Hmm... I swear I did this morning. No matter, here is a make final_report test-case:
@oharboe thanks. It was just the via in pin thing. I should have a fix for that in a bit. If you are wondering, it looks like the pdn analysis takes about 15 seconds per net. So this step takes about 38 seconds on my machine with 32 cores.
real 0m37.978s
user 0m34.706s
sys 0m0.803s
@gadfort 6_report 5x faster with #4850
Log Elapsed seconds
1_1_yosys 3
2_1_floorplan 1
2_2_floorplan_io 1
2_4_floorplan_macro 1
2_5_floorplan_tapcell 1
2_6_floorplan_pdn 90
3_1_place_gp_skip_io 3
3_2_place_iop 1
3_3_place_gp 5
3_4_place_resized 4
3_5_place_dp 4
4_1_cts 8
5_1_grt 11
5_2_fillcell 2
5_3_route 267
6_1_merge 2
6_report 232
Total 636
After:
Log Elapsed seconds
1_1_yosys 3
2_1_floorplan 1
2_2_floorplan_io 1
2_4_floorplan_macro 1
2_5_floorplan_tapcell 1
2_6_floorplan_pdn 90
3_1_place_gp_skip_io 3
3_2_place_iop 1
3_3_place_gp 5
3_4_place_resized 4
3_5_place_dp 4
4_1_cts 8
5_1_grt 11
5_2_fillcell 2
5_3_route 267
6_1_merge 2
6_report 43
Total 447
Creating a standalone test-case for the original problem in this issue.
untar https://drive.google.com/file/d/1PRU_nsiR0RuXkRl2A8EdG8ZQuhO0SoxX/view?usp=sharing
$ ./run-me-mock-array-asap7-base.sh
[deleted]
[INFO RCX-0015] Finished extracting MockArray.
[INFO RCX-0016] Writing SPEF ...
[INFO RCX-0443] 21324 nets finished
[INFO RCX-0017] Finished writing SPEF ...
[INFO PSM-0040] All shapes on net VDD are connected.
[INFO PSM-0073] Using bump pattern with x-pitch 140.0000um, y-pitch 140.0000um, and size 70.0000um with an reduction factor of 3x.
########## IR report #################
Corner : default
Supply voltage : 7.70e-01 V
Worstcase voltage: 7.62e-01 V
Average voltage : 7.69e-01 V
Average IR drop : 7.75e-04 V
Worstcase IR drop: 7.52e-03 V
Percentage drop : 0.98 %
######################################
[still running when I left my workstation]
What is the issue now?
What is the issue now?
Takes a long time to run. Didnt wait for it to complete.
@oharboe processing the VSS network takes a little longer. It's 732.3s for VDD vs. 1160s for VSS (I'm not sure that exactly accounts for the slowdown (assuming they are somewhat symmetric).

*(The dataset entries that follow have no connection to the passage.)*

PR #187, opened 2026-09-02
The install check reports on every pull request, so it can be required

### LINKED ISSUE #183: checks.install cannot be a required check while it is path-filtered
Branch protection now requires `lint`, `omarchy`, `system` and `devenv-presets` on `main`. `install` is deliberately **not** required, and this issue is why.

## The trap

`install-check.yml` has a `paths:` denylist, so a docs-only PR never runs it. A required check that never reports blocks a pull request **forever** — GitHub cannot express "required if it ran". PR #167 is the proof: docs-only, and its check list is `omarchy, devenv-presets, lint, system` with no `install` at all.

So requiring it would have made every documentation PR unmergeable.

## What that leaves

`mergeStateStatus` reads `UNSTABLE` while `install` is pending or red — GitHub warns, but the merge is not blocked. That is exactly the hole that let #141 merge with a check still running earlier today.

## The fix

The standard pattern: make the workflow **always trigger**, and decide inside the job whether there is anything to do. A job that exits 0 having skipped still reports, so it can be required.

Concretely: drop the `paths:` filter from the trigger, add a first step that inspects the changed paths (`dorny/paths-filter`, or `git diff --name-only` against the base), and skip the ~25 minute build when only documentation changed. Same denylist, evaluated one level in.

Keep the denylist's reasoning where it is — #162 argued at length for a denylist over an allowlist and that argument does not change, only where the list is read.

Then add `install` to the required contexts.

## Watch out

- A skipped **job** and a skipped **step** report differently. The job must run and exit 0, not be skipped by an `if:` on the job itself — a skipped job reports as skipped, and a required skipped check blocks.
- `.github/workflows/install-check.yml` is re-included in the current denylist so changes to it always run the check. Preserve that.
- Verify with a docs-only PR that the check reports green quickly, and with an installer PR that it actually runs the ~25 minutes.

## Done when

- [ ] A docs-only PR reports `install` as passed without building anything
- [ ] An installer PR still runs the real check
- [ ] `install` is in the required contexts on `main`

olafkfreund:
Fixes #183.

## What this changes, and why

`checks.install` was filtered at the `on: pull_request: paths:` level. A workflow
filtered out there does not report a skipped check — it reports **nothing at all**.
GitHub cannot express "required if it ran", so adding `install` to the required
contexts would make every docs-only PR wait forever for a report that never
arrives: unmergeable, permanently.

The denylist moves one level in. `on: pull_request:` is now unfiltered; a cheap
hosted `gate` job reads the PR's file list and decides; the `install` job runs on
**every** pull request and exits 0 when there is nothing to do. Same denylist,
same #162 argument for a denylist over an allowlist, read in a different place.
Per the comment on #183 it also now excludes `AGENTS.md` and `CONTRIBUTING.md`
(`CODEOWNERS` already fell under `.github/**`).

Two details worth the reviewer's eye:

- **The condition is on the steps, not the job.** A job-level `if:` would be the
  obvious shape and it reintroduces the bug — see the measurement below.
- **`runs-on` is computed.** A run with nothing to do must not queue for the one
  self-hosted box; seven concurrent PRs queue there for ~3h, and a docs PR sitting
  in that line for a check it will not run is the old bug wearing a different hat.
  So the gate emits a JSON label list and `install` takes `ubuntu-latest` when
  irrelevant, `[self-hosted, nixos, kvm, big]` when relevant.

Three separate claims, three separate measurements. None of this is from memory.

### 1. The bug is real: a path-filtered check is *absent*, not skipped

`#167` is docs-only, on the current `main`:

```
$ gh api repos/olafkfreund/nixarchy/commits/16135532e9957e089b05e2e77d670ed9958dfe5f/check-runs \
    --jq '.check_runs[] | "\(.name)\t\(.status)\t\(.conclusion)"' | sort
devenv-presets	completed	success
lint		completed	success
omarchy		completed	failure
system		completed	success
```

No `install` row of any kind. Required-but-absent is the deadlock.

### 2. The obvious alternative shape reintroduces it

I did not want to reason about how a skipped job reports, so I pushed a throwaway
branch (`probe/check-run-reporting`, commit `4e894c4`) with three jobs: a gate, a
job skipped by a **job-level `if:`**, and a job that always runs with the `if:` on
its **steps** and a `fromJSON` `runs-on`.

```
$ gh api repos/olafkfreund/nixarchy/commits/4e894c45a6fdb199581c14acc4677d4de5c4ed6d/check-runs \
    --jq '.check_runs[] | "\(.name)\t\(.status)\t\(.conclusion)"' | sort
gate			completed	success
probe-job-level-if	completed	skipped
probe-steps-conditional	completed	success
```

So a `needs:`-gated skipped job *does* report — as `skipped`, which is not
`success`, so requiring it blocks the merge exactly as an absent context does.
Only the steps-conditional shape reports `success`. That measurement also
confirms `runs-on: ${{ fromJSON(...) }}` is accepted.

Worth stating flatly, because the intuitive model is wrong in a way that yields
the same symptom by a different mechanism: **absent and `skipped` are not the same
thing.** A workflow filtered out at `on:`/`paths:` emits no context at all; a job
skipped by a job-level `if:` emits one with conclusion `skipped`. Both block a
required check, for different reasons, and they would be fixed differently. I went
into this expecting a skipped job to report nothing, and the probe says otherwise —
which is the whole reason to run a probe rather than trust the expectation. Anyone
changing this workflow later should re-measure rather than re-derive.

(The one link I have **not** tested directly is that branch protection rejects
`skipped`; changing protection is the maintainer's call. It does not matter for
the choice made here — `success` is unambiguously safe either way.)

### 3. The gate logic itself, broken and restored

`tests/` has no home for a workflow step, so I ran the step **extracted verbatim
from the YAML** (`yq -r '.jobs.gate.steps[0].run'`) against a table of file sets
with `gh` stubbed, under bash. Broken first — the re-include moved *after* the
`.github/*` exclusion, the exact ordering trap the issue comment warns about:

```
PASS  README.md only                                       relevant=false
PASS  docs/, nested                                        relevant=false
PASS  AGENTS.md (added by #183 comment)                    relevant=false
PASS  CONTRIBUTING.md (added by #183)                      relevant=false
PASS  .envrc / .gitignore                                  relevant=false
PASS  another workflow                                     relevant=false
PASS  CODEOWNERS (lives under .github/)                    relevant=false
PASS  no files at all                                      relevant=false
FAIL  the gate itself is re-included                       want=true got=false
FAIL  re-include wins from any position                    want=true got=false
PASS  installer/                                           relevant=true
PASS  flake.nix                                            relevant=true
PASS  docs plus one real file                              relevant=true
PASS  a top-level dir nobody has added yet                 relevant=true
PASS  push to main is never filtered                       relevant=true

FAILURES
harness exit=1
```

Restored, the same harness prints `ALL PASS` / `harness exit=0`.

### 4. End to end, on real PRs

- **Filtered path → real run.** *This* PR touches only
  `.github/workflows/install-check.yml`, which the denylist deliberately
  re-includes, so `install` takes the self-hosted runner and does the full
  ~25 minute install + free-space install. Result linked below.
- **Non-filtered path → reports green without building.** Proved on #188, a probe
  stacked on this branch and now **closed unmerged** — it could not be left open,
  because `delete_branch_on_merge` would have deleted this PR's branch out from
  under it and auto-closed it beyond recovery (#102 and #178 went that way). Its
  runs are transcribed verbatim in the comment below: `README.md` alone, and
  `README.md` + `AGENTS.md`, both `install completed/success` in three seconds on
  `ubuntu-latest` with every expensive step skipped. The second run is there
  because `AGENTS.md` is a *new* exclusion in this PR and the plain docs case
  would have passed with or without it.

## Checks run locally

- `actionlint .github/workflows/install-check.yml` — clean
- `bash -n` on the extracted gate step — clean
- the gate table above, under bash
- no `.nix` files touched, so no flake check is implicated; `install` and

########## IR report #################
Corner : default
Supply voltage : 7.70e-01 V
Worstcase voltage: 7.65e-01 V
Average voltage : 7.69e-01 V
Average IR drop : 5.69e-04 V
Worstcase IR drop: 4.98e-03 V
Percentage drop : 0.65 %
######################################
########## IR report #################
Corner : default
Supply voltage : 0.00e+00 V
Worstcase voltage: 5.76e-03 V
Average voltage : 5.40e-04 V
Average IR drop : 5.40e-04 V
Worstcase IR drop: 5.76e-03 V
Percentage drop : 0.75 %
######################################
I see. Did you get some profile data to see where the time goes?
There is some timing profiling code in there to help. It's not as detailed as vtune or something, but good enough for rough checks.